Three-dimensional numerical analyses of the effects of a cusp magnetic field on the flows, oxygen transport and heat transfer in a Czochralski silicon melt

Abstract

The effects of a cusp magnetic field on the flows, oxygen transport and heat transfer in an actual Czochralski silicon melt are quantitatively analyzed using boundary conditions based on experimental measurements and a numerical method involving the direct solution of the Navier-Stokes and Maxwell equations for three-dimensional unsteady flows. The unstable and instantaneously asymmetric flow components and forced comvections emanating from the rotating crucible bottom in the absence of a magnetic field are effectively suppressed when a cusp magnetic field is applied. On the other hand, the rotational flows caused by crucible rotation become uniform and the circumferential velocity increases upon application of a cusp magnetic field.
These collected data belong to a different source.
PR #336, opened 2021-02-22
make countMustCall only count java* types

kelloggm:
I also removed the cache of things that we've already counted, because with it there I couldn't get the numbers on the Counter Test to be correct.


Nargeshdb (approved):
LGTM

kelloggm:
With this branch, I see 232 MC obligations on ZooKeeper, which seems about right.

PR #341, opened 2021-02-25
Anonymized version of the repo

kelloggm:
Never merge this, I just opened the PR to make it easy to look at.

This is the result of my effort to anonymize the main repo. The plan is:
* you all look over this and check to see if you can think of anything I missed
* I checkout this branch in a fresh copy of the repo
* in the fse-main-307 github account I make a new repo called "plumber"
* I copy all the files from the clean repo on this branch to that
* that's our anonymized tool

To produce this, I first fixed everything I could think of off the top of my head, and then I deleted a bunch of irrelevant stuff, and then I rewrote the README. The I searched the repo for any term on this list and deleted any reference to it:
* martin
* kellogg
* kelloggm
* manu
* sridharan
* msridar
* narges
* shadab
* nargeshdb
* mernst
* mike
* ernst
* uw
* washington
* ucr
* riverside


msridhar (approved):
LGTM (will not land of course)

kelloggm:
I realized that I can't remove quite as much as I'd like, because we need to be able to install the current snapshot version of the checker to the local Maven repo in order to run the case studies.

Manu and I discussed it, and we decided that we'll just pretend that we hard forked the OCC for the purposes of anonymization. This isn't quite as solid as I'd like - the maven coordinates of "plumber" are still `net.sridharan:object-construction-checker`-but we think that saying that we just copied it and only did things locally if anyone asks is a perfectly reasonable defense.

PR #357, opened 2021-03-18
Add stubs for GZip streams

mernst:


kelloggm (changes requested):
Stubs for these classes are already present in this file, immediately above the proposed changes. It looks to me as if these stubs are identical. If so, please close this PR; if not, please merge these with the existing stubs.

PR #359, opened 2021-03-20
Remove unnecessary deps

msridhar:
We don't need these dependencies anymore as the functionality is implemented within the Checker Framework.


msridhar:
This is obviously fine so I'm going to merge it without review

PR #369, opened 2021-04-02
Fix false positive when creating a must-call alias with a field

msridhar:
See the new test.  Before, we would report a false positive warning when creating a must-call alias with a field.  Since we handle `@Owning` fields completely separately, there is no need to track the result of a call when its `@MustCallAlias` parameter is the result of a field read.

Eventually, it may be cleaner to find a way to ignore field reads in one place, rather than adding special checks in multiple places.  But that would take more thought.

### DIFF
--- a/object-construction-checker/src/main/java/org/checkerframework/checker/objectconstruction/MustCallInvokedChecker.java
+++ b/object-construction-checker/src/main/java/org/checkerframework/checker/objectconstruction/MustCallInvokedChecker.java
@@ -361,7 +361,11 @@ class MustCallInvokedChecker {
                 .toSet();
         defs.remove(setContainingMustCallAliasParamLocal);
         defs.add(newSetContainingMustCallAliasParamLocal);
-      } else if (!(sameResource instanceof LocalVariableNode)) {
+      } else if (!(sameResource instanceof LocalVariableNode
+          || sameResource instanceof FieldAccessNode)) {
+        // we do not track the temp var for the call if the MustCallAlias parameter is a local (that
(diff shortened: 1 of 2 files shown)


object-construction-checker/src/main/java/org/checkerframework/checker/objectconstruction/MustCallInvokedChecker.java
```diff
@@ -361,7 +361,11 @@ private void updateDefsWithTempVar(Set<ImmutableSet<LocalVarWithTree>> defs, Nod
                 .toSet();
         defs.remove(setContainingMustCallAliasParamLocal);
         defs.add(newSetContainingMustCallAliasParamLocal);
-      } else if (!(sameResource instanceof LocalVariableNode)) {
+      } else if (!(sameResource instanceof LocalVariableNode
+          || sameResource instanceof FieldAccessNode)) {
+        // we do not track the temp var for the call if the MustCallAlias parameter is a local (that
+        // case is handled above; the local must already be in the defs) or a field (since handling
+        // of @Owning fields is a completely separate check)
```
kelloggm, line 368: Since this comment specifically mentions owning fields, but the check on line 365 that you've added is checking for any field, it might be worth calling out here that a resource-alias of a non-owning field never needs to be tracked (because it's non-owning).

kelloggm (approved):
one minor comment, feel free to ignore it if you think it's too obvious to bother mentioning (but it did trip me up for a second when I was reading the new code)

PR #375, opened 2021-04-06
update to Checker Framework version 3.12.0

kelloggm:
Sorry that there are some extraneous changes in the Must Call Checker itself (i.e. adding docs, etc) - I copied the versions of those files from my PR against the CF proper, so they follow its javadoc guidelines.

I left intact a few uses of deprecated `getElementValueArray` calls, to avoid duplicating code. We probably should remove these, but it's a pain, because the code is shared between two different checkers and their type factories are taken as parameters (i.e. as `GenericAnnotatedTypeFactory`) depending on which checker uses the (static) method. Both need to get the same element from several shared annotations, so to fix this we'd need to create a subclass of GATF for them both to extend that has `ExecutableElement` fields for each of the annotation elements that these methods need to use.

### DIFF
--- a/must-call-checker/src/main/java/org/checkerframework/checker/mustcall/MustCallAnnotatedTypeFactory.java
+++ b/must-call-checker/src/main/java/org/checkerframework/checker/mustcall/MustCallAnnotatedTypeFactory.java
@@ -1,7 +1,5 @@
 package org.checkerframework.checker.mustcall;
 
-import static javax.lang.model.element.ElementKind.PARAMETER;
-
 import com.sun.source.tree.CompilationUnitTree;
 import com.sun.source.tree.ExpressionTree;
 import com.sun.source.tree.IdentifierTree;
@@ -21,6 +19,7 @@ import javax.lang.model.element.Element;
 import javax.lang.model.element.ElementKind;
 import javax.lang.model.element.ExecutableElement;
 import javax.lang.model.type.TypeKind;
+import org.checkerframework.checker.mustcall.qual.CreatesObligation;
 import org.checkerframework.checker.mustcall.qual.InheritableMustCall;
 import org.checkerframework.checker.mustcall.qual.MustCall;
 import org.checkerframework.checker.mustcall.qual.MustCallAlias;
@@ -30,7 +29,6 @@ import org.checkerframework.checker.nullness.qual.Nullable;
 import org.checkerframework.checker.objectconstruction.qual.Owning;
 import org.checkerframework.common.basetype.BaseAnnotatedTypeFactory;
 import org.checkerframework.common.basetype.BaseTypeChecker;
-import org.checkerframework.common.value.ValueCheckerUtils;
 import org.checkerframework.dataflow.cfg.block.Block;
 import org.checkerframework.dataflow.cfg.node.LocalVariableNode;
 import org.checkerframework.dataflow.cfg.node.Node;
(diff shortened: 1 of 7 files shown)


must-call-checker/src/main/java/org/checkerframework/checker/mustcall/MustCallAnnotatedTypeFactory.java
```diff
@@ -149,22 +164,28 @@ public void addComputedTypeAnnotations(Element elt, AnnotatedTypeMirror type) {
   }
 
   /**
-   * Creates a new @MustCall annotation that is identical to the input, but does not have "close".
+   * Creates a new MustCall annotation that is identical to the input, but does not have "close".
```
mernst, line 167: I personally like the "@" character.  It is a bit more explicit.  In code like the Index Checker that has internal representations with names similar to annotation names, it helps to distinguish between an annotation and the representation of an annotation.

All that said, either way is OK.

must-call-checker/src/main/java/org/checkerframework/checker/mustcall/MustCallTransfer.java
```diff
@@ -260,6 +292,14 @@ public static String standardizeAndViewpointAdapt(
     return handleStringConcatenation(super.visitStringConcatenateAssignment(n, in));
   }
 
+  /**
+   * Create a new result for a string concatenation that forces their type to always be bottom.
```
mernst, line 296: "their" => "its"

must-call-checker/src/main/java/org/checkerframework/checker/mustcall/MustCallTransfer.java
```diff
@@ -289,6 +329,13 @@ public void updateStoreWithTempVar(TransferResult<CFValue, CFStore> result, Node
     }
   }
 
+  /**
+   * Either returns the temporary variable associated with node, or creates one if one does not
+   * exist. node must be an expression, not a statement.
```
mernst, line 334: I would put the documentation about `node` in the `@param` Javadoc tag.

must-call-checker/src/main/java/org/checkerframework/checker/mustcall/MustCallTransfer.java
```diff
@@ -289,6 +329,13 @@ public void updateStoreWithTempVar(TransferResult<CFValue, CFStore> result, Node
...
+   *
+   * @param node a node
+   * @return a temporary variable node representing node that can be placed into a store
```
mernst, line 337: This would be clearer if the second `node` were `{@code node}`.  As written, the two occurrences of "node" that mean different things are confusing.

object-construction-checker/src/main/java/org/checkerframework/checker/objectconstruction/MustCallInvokedChecker.java
```diff
@@ -757,29 +769,36 @@ private void checkEnclosingMethodIsCreatesObligation(
...
-      String targetStr =
-          MustCallTransfer.standardizeAndViewpointAdapt(
-              targetStrWithoutAdaptation, currentPath, context);
+      String targetStr = null;
+      try {
+        targetStr =
+            StringToJavaExpression.atMethodBody(
+                    targetStrWithoutAdaptation, enclosingMethod, checker)
+                .toString();
+      } catch (JavaExpressionParseException e) {
```
mernst, line 799: Here and elsewhere, I'm not sure why the code suppresses an exception.  Doesn't the exception indicate a problem that either the user or the type system designer should know about?

object-construction-checker/src/main/java/org/checkerframework/checker/objectconstruction/ObjectConstructionTransfer.java
```diff
@@ -260,14 +262,13 @@ public void accumulate(Node node, TransferResult<CFValue, CFStore> result, Strin
...
-            if (oldFlowValues != null) {
-              // valuesAsList cannot have its length changed -- it is backed by an
-              // array.  getValueOfAnnotationWithStringArgument returns a new,
-              // modifiable list.
-              oldFlowValues.addAll(valuesAsList);
-              valuesAsList = oldFlowValues;
-            }
+                AnnotationUtils.getElementValueArray(
+                    anno, atypeFactory.calledMethodsValueElement, String.class);
+            // valuesAsList cannot have its length changed -- it is backed by an
```
mernst, line 267: Refill this comment.

mernst (approved):

must-call-checker/src/main/java/org/checkerframework/checker/mustcall/MustCallAnnotatedTypeFactory.java
kelloggm: For this comment and the others in the Must Call Checker, I addressed them in https://github.com/typetools/checker-framework/pull/4484 but not here, since the copy of that checker in this repository will soon be deleted.

object-construction-checker/src/main/java/org/checkerframework/checker/objectconstruction/MustCallInvokedChecker.java
kelloggm: We issue custom errors when `@CreatesObligation` annotation arguments are unparseable rather than propagating the exception. I found it more helpful, since the custom error messages can give better context.

PR #707, opened 2022-11-08
[Merged by Bors] - Remove unwraps from mirrord-layer initialization.

meowjesty:
- Removes `unwrap`s from mirrord-layer initialization.

### DIFF
--- a/mirrord/layer/src/lib.rs
+++ b/mirrord/layer/src/lib.rs
@@ -15,6 +15,7 @@ extern crate alloc;
 use std::{
     collections::{HashSet, VecDeque},
     net::{IpAddr, Ipv4Addr, Ipv6Addr, SocketAddr},
+    panic,
     path::PathBuf,
     sync::{LazyLock, OnceLock},
 };
@@ -172,16 +173,7 @@ fn mirrord_layer_entry_point() {
     // If we try to use `#[cfg(not(test))]`, it gives a bunch of unused warnings, unless you specify
     // a profile, for example `cargo check --profile=dev`.
     if !cfg!(test) {
-        if let Err(fail) = layer_pre_initialization() {
-            eprintln!(
-                r"
-            mirrord-layer: Encountered unrecoverable error during initialization!
-
-            >> Detailed error: {fail:#?}
-            "
-            );
-            std::process::exit(-1)
-        }
+        let _ = panic::catch_unwind(layer_pre_initialization);
     }
 }
 
--- a/mirrord/layer/src/lib.rs
+++ b/mirrord/layer/src/lib.rs
@@ -143,8 +143,8 @@ pub(crate) fn port_debug_patch(addr: SocketAddr) -> bool {
 }
 
 /// Loads mirrord configuration and applies [`nix_devbox_patch`] patches.
-fn layer_pre_initialization(args: Vec<String>) -> Result<(), LayerError> {
-    // let args = std::env::args().collect::<Vec<_>>();
+fn layer_pre_initialization() -> Result<(), LayerError> {
+    let args = std::env::args().collect::<Vec<_>>();
 
     println!("pre_initialization args {args:#?}");
 
@@ -176,8 +176,14 @@ fn mirrord_layer_entry_point() {
     // If we try to use `#[cfg(not(test))]`, it gives a bunch of unused warnings, unless you specify
     // a profile, for example `cargo check --profile=dev`.
     if !cfg!(test) {
-        let args = std::env::args().collect::<Vec<_>>();
-        let _ = panic::catch_unwind(|| layer_pre_initialization(args));
+        let _ = panic::catch_unwind(|| {
+            if let Err(fail) = layer_pre_initialization() {
+                match fail {
+                    LayerError::NoProcessFound => (),
+                    _ => std::process::exit(-1),
+                }
+            }
+        });
     }
 }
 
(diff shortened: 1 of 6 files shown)


mirrord/layer/src/lib.rs
```diff
@@ -141,36 +141,45 @@ pub(crate) fn port_debug_patch(addr: SocketAddr) -> bool {
...
-                }
-            }
-            Err(err) => {
-                panic!("Failed to load config: {}", err);
-            }
-        }
+fn mirrord_layer_entry_point() {
+    if let Err(fail) = layer_pre_initialization() {
+        // TODO(alex) [mid] 2022-11-08: Improve these.
+        eprintln!("Failed initialization with {fail:#?}");
```
infiniteregrets, line 174: I would refrain from using std functions, because iirc it was segfaulting arm64e binaries. not sure if it still happens, but we'll have to test this thoroughly that it works with arm64e

mirrord/layer/src/lib.rs
```diff
@@ -141,36 +141,45 @@ pub(crate) fn port_debug_patch(addr: SocketAddr) -> bool {
...
+
+    if should_load(given_process, skip_processes) {
+        layer_start(config);
+    }
+
+    Ok(())
+}
+
+/// The one true start of mirrord-layer.
+#[cfg(not(test))]
```
infiniteregrets, line 169: the only reason i used !cfg(test) was because it gave a bunch of unused code warnings, and you can also check with vscode it highlights everything yellow as unused code

infiniteregrets (commented):
👍

mirrord/layer/src/lib.rs
meowjesty: Oh I was wondering why it was like that. Guess this was fixed, as I'm not getting any unused warnings, plus vscode is highlighting everything correctly now.

It's kinda crappy because it's macro inside macro, but I'm reducing this function to be a one-liner anyway (or very close to it).

mirrord/layer/src/lib.rs
meowjesty: Noted, I'll leave only the panic.

mirrord/layer/src/lib.rs
infiniteregrets: sorry it is still there, https://github.com/metalbear-co/mirrord/actions/runs/3422857852/jobs/5700779282#step:15:153

we can either find a different solution to it or just keep using cfg!

mirrord/layer/src/lib.rs
```diff
@@ -141,36 +141,50 @@ pub(crate) fn port_debug_patch(addr: SocketAddr) -> bool {
...
+fn mirrord_layer_entry_point() {
+    if let Err(fail) = layer_pre_initialization() {
+        eprintln!(
+            r"
+            mirrord-layer: Encountered unrecoverable error during initialization!
+
+            >> Detailed error: {fail:#?}
+            "
+        );
+        std::process::exit(-1)
```
infiniteregrets, line 180: dont think we can use eprint here again, ill have to check with an arm64e binary

infiniteregrets (commented):
👍

mirrord/layer/src/lib.rs
meowjesty: Back to `cfg!`!

mirrord/layer/src/lib.rs
meowjesty: No more prints!

mirrord/layer/src/lib.rs
```diff
@@ -141,36 +141,50 @@ pub(crate) fn port_debug_patch(addr: SocketAddr) -> bool {
     }
 }
 
+/// Loads mirrord configuration and applies [`nix_devbox_patch`] patches.
+fn layer_pre_initialization() -> Result<(), LayerError> {
+    let args = std::env::args().collect::<Vec<_>>();
+    let given_process = args
```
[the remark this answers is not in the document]
meowjesty: Now `NoProcessFound` just ends up as `()`.

mirrord/layer/src/lib.rs
```diff
@@ -141,36 +142,53 @@ pub(crate) fn port_debug_patch(addr: SocketAddr) -> bool {
...
+
+    let mut config = std::env::var("MIRRORD_CONFIG_FILE")
+        .map_err(LayerError::from)
+        .map(PathBuf::from)
+        .and_then(|path| Ok(LayerFileConfig::from_path(&path)?))
+        .unwrap_or_default()
+        .generate_config()?;
+
+    nix_devbox_patch(&mut config);
+    let skip_processes = config.skip_processes.clone().map(VecOrSingle::to_vec);
```
infiniteregrets, line 162: maybe we can remove the nixos patch in this PR, see https://github.com/metalbear-co/mirrord/issues/711

infiniteregrets (approved):
LGTM

mirrord/layer/src/lib.rs
meowjesty: How do I test this?

aviramha: I opened it after I saw this PR and thought that we can remove it (irrelevant to this PR though, we fixed the root cause in another one)
I don't think it should be fixed as part of it. Also it's less prioritized

aviramha (approved):
Excellent.
bors r+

As a result of these rotating melt flows together with crystal rotation in the opposite direction, strong stable forced convections are produced that move towards the centre directly below the growth interface. Due to these changes in the melt flows, the concentration of oxygen at the growth interface is decreased and the radial uniformity is improved; temperature fluctuations within the melt are significantly reduced; and the radial temperature gradient is increased, whereas the temperature gradient decreases with respect to depth. These results regarding temperature and oxygen concentration are all in good agreement with experimental observations.